Task brief
Every line below between the one holding "PR #510, opened 2020-04-17" and the one holding "ifneq (,$(DAPPER_HOST_ARCH))", inclusive, should be copied exactly, and no other line.

Stored items:
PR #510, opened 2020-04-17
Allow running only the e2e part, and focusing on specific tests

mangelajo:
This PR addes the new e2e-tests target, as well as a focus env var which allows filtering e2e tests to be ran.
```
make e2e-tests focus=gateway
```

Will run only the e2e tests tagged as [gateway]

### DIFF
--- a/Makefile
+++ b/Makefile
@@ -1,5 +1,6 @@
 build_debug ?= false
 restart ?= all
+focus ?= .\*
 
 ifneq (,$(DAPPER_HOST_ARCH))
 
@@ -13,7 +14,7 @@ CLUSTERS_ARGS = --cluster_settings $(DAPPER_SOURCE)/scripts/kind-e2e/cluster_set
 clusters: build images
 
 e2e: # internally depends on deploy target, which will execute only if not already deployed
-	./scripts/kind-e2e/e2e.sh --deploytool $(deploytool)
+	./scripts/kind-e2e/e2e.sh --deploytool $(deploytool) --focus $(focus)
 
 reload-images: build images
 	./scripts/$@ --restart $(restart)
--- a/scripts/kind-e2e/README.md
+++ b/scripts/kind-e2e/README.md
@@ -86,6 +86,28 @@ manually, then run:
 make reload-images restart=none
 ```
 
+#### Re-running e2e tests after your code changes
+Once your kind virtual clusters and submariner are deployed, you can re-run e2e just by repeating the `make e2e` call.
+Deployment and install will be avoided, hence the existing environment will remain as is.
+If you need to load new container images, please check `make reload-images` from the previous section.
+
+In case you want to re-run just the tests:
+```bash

--

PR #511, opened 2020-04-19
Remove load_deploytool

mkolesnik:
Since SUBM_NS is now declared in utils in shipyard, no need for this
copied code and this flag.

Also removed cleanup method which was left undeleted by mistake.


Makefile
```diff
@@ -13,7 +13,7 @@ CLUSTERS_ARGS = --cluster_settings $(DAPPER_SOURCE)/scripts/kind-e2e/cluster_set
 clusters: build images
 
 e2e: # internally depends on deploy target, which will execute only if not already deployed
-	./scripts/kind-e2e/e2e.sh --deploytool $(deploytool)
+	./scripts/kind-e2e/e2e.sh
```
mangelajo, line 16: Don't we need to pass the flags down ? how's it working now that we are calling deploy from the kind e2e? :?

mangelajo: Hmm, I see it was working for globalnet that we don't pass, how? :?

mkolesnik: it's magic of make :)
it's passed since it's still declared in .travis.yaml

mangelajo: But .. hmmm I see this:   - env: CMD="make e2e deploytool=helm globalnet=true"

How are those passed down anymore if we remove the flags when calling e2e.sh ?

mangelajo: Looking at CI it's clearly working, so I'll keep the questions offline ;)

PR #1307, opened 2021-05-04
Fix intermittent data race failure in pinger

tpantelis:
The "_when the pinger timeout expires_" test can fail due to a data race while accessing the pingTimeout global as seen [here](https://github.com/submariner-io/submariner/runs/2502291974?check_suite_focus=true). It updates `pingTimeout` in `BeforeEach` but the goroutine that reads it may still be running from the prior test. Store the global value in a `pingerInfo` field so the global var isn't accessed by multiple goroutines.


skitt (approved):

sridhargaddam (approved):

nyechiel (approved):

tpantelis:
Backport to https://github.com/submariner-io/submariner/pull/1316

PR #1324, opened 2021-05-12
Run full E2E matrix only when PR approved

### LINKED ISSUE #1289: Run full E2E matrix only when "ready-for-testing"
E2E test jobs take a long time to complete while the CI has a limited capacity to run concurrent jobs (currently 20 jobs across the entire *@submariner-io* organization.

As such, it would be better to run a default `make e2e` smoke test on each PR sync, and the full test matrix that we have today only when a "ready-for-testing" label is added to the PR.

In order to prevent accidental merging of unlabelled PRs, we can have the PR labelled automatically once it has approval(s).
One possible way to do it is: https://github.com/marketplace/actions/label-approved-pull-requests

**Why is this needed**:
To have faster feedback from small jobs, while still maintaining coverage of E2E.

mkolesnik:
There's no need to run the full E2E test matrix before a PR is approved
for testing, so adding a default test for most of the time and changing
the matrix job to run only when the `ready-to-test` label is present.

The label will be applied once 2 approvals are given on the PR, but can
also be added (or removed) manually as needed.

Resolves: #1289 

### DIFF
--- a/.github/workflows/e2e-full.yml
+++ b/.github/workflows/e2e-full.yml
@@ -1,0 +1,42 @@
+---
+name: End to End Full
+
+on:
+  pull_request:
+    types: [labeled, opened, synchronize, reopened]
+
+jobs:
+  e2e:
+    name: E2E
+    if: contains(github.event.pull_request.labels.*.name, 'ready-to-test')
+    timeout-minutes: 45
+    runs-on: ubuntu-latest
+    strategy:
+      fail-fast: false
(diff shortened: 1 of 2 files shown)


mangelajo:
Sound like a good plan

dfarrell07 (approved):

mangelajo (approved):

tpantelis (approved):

Exercise solution
PR #510, opened 2020-04-17
Allow running only the e2e part, and focusing on specific tests

mangelajo:
This PR addes the new e2e-tests target, as well as a focus env var which allows filtering e2e tests to be ran.
```
make e2e-tests focus=gateway
```

Will run only the e2e tests tagged as [gateway]

### DIFF
--- a/Makefile
+++ b/Makefile
@@ -1,5 +1,6 @@
 build_debug ?= false
 restart ?= all
+focus ?= .\*
 
 ifneq (,$(DAPPER_HOST_ARCH))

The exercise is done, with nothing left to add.